Dude , that's not Maple , it's Pine !


----------



## 8iowa

I just received the speed reducer accessory that will provide speeds in the 700 to 100 rpm range. This will allow drilling with forstner bits up to 3 1/2 inches.


----------



## sbryan55

Thanks for the review. I have a set that I am looking to replace. This has been helpful.


----------



## SCOTSMAN

There is unfortunately a lot of tool snobbery out there if it doesn't have the correct brand name it is useless without trying it .I buy these drills and they are fine and also I stopped buying dewalt as I found it to be overpriced and not very well made I had a palm sander which used to heat up so much you couldn't hold it after ten minutes I got a rain cheque on that one I now bnuy my stuff more carefully some things you are better to pay the money and get a good machine but not always.Alistair


----------



## SST

Dusty, if that's pine, I made a whole table out if the wrong wood. -SST


----------



## Zuki

Tks for the review.
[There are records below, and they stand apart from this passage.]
PR #58, opened 2018-01-13
Add readiness test

### LINKED ISSUE #57: readiness test (to catch bugs before catalog goes into image pipeline)
Now that we are preparing for Run 1.1, we should make sure there is no obvious bug (like incorrect units, labels, etc) in the catalog before the catalog goes into the image pipeline. @evevkovacs @katrinheitmann and I think it would be a good idea to have a "readiness test" that checks if the quantities that are used by CatSim have reasonable distributions (for example, max, min, mean, std, and histogram for visual inspection).

This test needs to be done by 1/19 (hopefully well before that).

yymao:
This PR will fix #57. 

This PR is **not** yet ready to be merged. For now it is used to track progress on the readiness test and people can use this PR to suggest features and modifications to this test. Rapid development will take place on this branch.

Thanks to @evevkovacs, a preview of current version can be found at https://portal.nersc.gov/project/lsst/descqa/v2/?run=2018-01-12_20&test=Check_ellipticity


aphearin:
@yymao and @evevkovacs - This is an extremely useful and important set of tests. Is there a prioritized list of quantities for which this will be implemented? The code is sufficiently clear that it would be easy for me to pick from the list and match the pattern shown here

yymao:
@aphearin I think we will prioritize those quantities that are used by CatSim.

evevkovacs:
The code is setup to take an arbitrary list of quantities, or else to use a keyword that triggers checks of a particular set of quantities.  I'm working on some improvements to consolidate the plots. I think it will be possible to make the test work both for "readiness" for image simulations as well as a way for users to check particular quantities of interest.

yymao:
@evevkovacs I am ready to merge this PR. Let me know if you have any objection!

evevkovacs:
@yymao @dkorytov  @danielsf I ran the readiness code and checked the result. The size_bulge* finite fraction is still computed without removing the zeros. There could be a parameter in the yaml file called 'filter_zeros' or similar to deal with this. It is not a critical change but would be nice to have. 
Rv and Av are currently computed by CatSim from the B- and V-band luminosities and the extincted luminosities. Scott must be using native quantities. We need a "gcr" quantity to compute these so they can be checked. I think it is just a couple of lines of code to go from the luminosiites to Rv and Av. Rv and Av are in the schema, so they need to be added to the reader for protoDC2. This would fix the problem of missing Rv and Av.
 The hovering doesn't work for me on linux firefox either, but I don't think it is critical. 
Otherwise, everything looks good.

Would never have tought of looking at these.


----------



## oldskoolmodder

My set of Forstner bits is 20 years old, but they look like new, even the case does. I paid at the time Near $100 for a no name. They serve me well, BUT, I shop at and even have a few "around the house" Harbor Freight tools, so I won't "jock" them at all. Some of the things you see at the big box stores are available at Harbor Freight for far less. The problem is that they aren't always close, unless you live in a big city setting in the U.S. I'm hard on tools, so I'd rather replace a $20 tool a few times, that would cost $150 if it had the Dewalt name on it.


----------



## juniorjock

SST, I have the same set of bits and I agree that they get the job done. I've had mine for about two years and have had no problems. I very seldom have any tear out especially if I'm using a backer board.
-JJ


----------



## jimc

Thanks for the review. I need to replace my 8 bit set and this looks like a good choice at a very reasonable price.

Jim


----------